An image provided to CNN by one Rohingya activist shows a man holding two live landmines, according to security expert Chris Clark, of UK-based Dynasafe Area Clearance Group.
At certain points along the border, thousands of people wait in limbo every day, too scared to turn back to danger, and blocked by the Bangladeshi border guards ahead.
Exhausted, hungry, and many of them injured, they rely on aid agencies and sympathetic locals to hand out food supplies to them
But after dusk, with the cloak of darkness, thousands make their move.
Now it seems, the only friend the Rohingya have is the night.
They arrive in Bangladesh to find what's being described as a humanitarian catastrophe
in the area of Cox's Bazar, adding to an existing Rohingya refugee population of 400,000, who fled during previous bouts of violence.
Experts at aid agencies say the two official UN-administered refugee camps and several squalid makeshift camps are already full to bursting, leaving many refugees forced to set up camp on the roadside, in the woods, or wherever they can find space to lie down.
The UN agencies along with the Red Cross, Save the Children and other charities are ramping up efforts to supply food, water, shelter and medical supplies to the new arrivals. But the need is far greater than they can keep up with.
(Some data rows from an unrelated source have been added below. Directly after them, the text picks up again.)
PR #406, opened 2026-05-28
Trino AuthZ: Keycloak service accounts, user attributes, and OPA-bundle-publishing event listener 

kathrynalpert:
### Product
N/A - Second slice of the Trino per-user AuthZ feature: adding the **Keycloak side** of the design.

### Technical
- Three service-principal clients used by the impersonation-pattern clients (Superset, Voila, the Open WebUI MCP), 
- Two audience scopes that drive Trino's JWT validation and the MCP's inbound OIDC check, 
- User Profile attributes that hold a user's AuthZ scoping
  - **Row-filter dimensions** — rendered from `trino_attribute_filters` (inventory-driven; default ships only `allowed_facilities` → `sending_facility`). Adding a dimension is a one-line inventory edit: the realm template auto-renders the user-profile attribute and the rego picks up the new row filter via `data.attribute_filters`.
  - **System-level toggles** — hardcoded as binary (true/false) attributes: `mask_phi_fields` (PHI masking opt-out, per ADR 0023) and `bypass_hidden_tables` (admin escape hatch for cross-facility introspection). These aren't row-filter dimensions, but the specific columns/tables to which they apply can be overridden in inventory.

"The humanitarian situation is distressing and the needs are enormous," Save the Children humanitarian expert George Graham says.
"Thousands of Rohingya families including children are sleeping out in the open or by a roadside because they don't have anywhere else to go."
The majority of the people arriving are women and children, aid agencies say, with many refugees reporting that their husbands and sons were taken away or killed.
"They burnt everything. They killed my husband...they beat him to death," Rohingya refugee Dildar Begum says.
Worse for those left behind
The future for the Rohingya refugees who made it to safety looks bleak. But for those left behind, it's even worse.
Many people fled to the hillside areas of Rakhine State - where an estimated 30,000 are still stranded without food, water or any options for escape.
"They will starve to death very soon," 24-year-old Mohamed Raffique told CNN by phone from inside Rakhine State. CNN is using a pseudonym as his life could be in danger.
Many others are hiding out in villages, hoping the violence will end.
"Now we have reached another village, but we don't know when they will start shooting and setting fire to our village," he says. "But we hope we will stay safe here."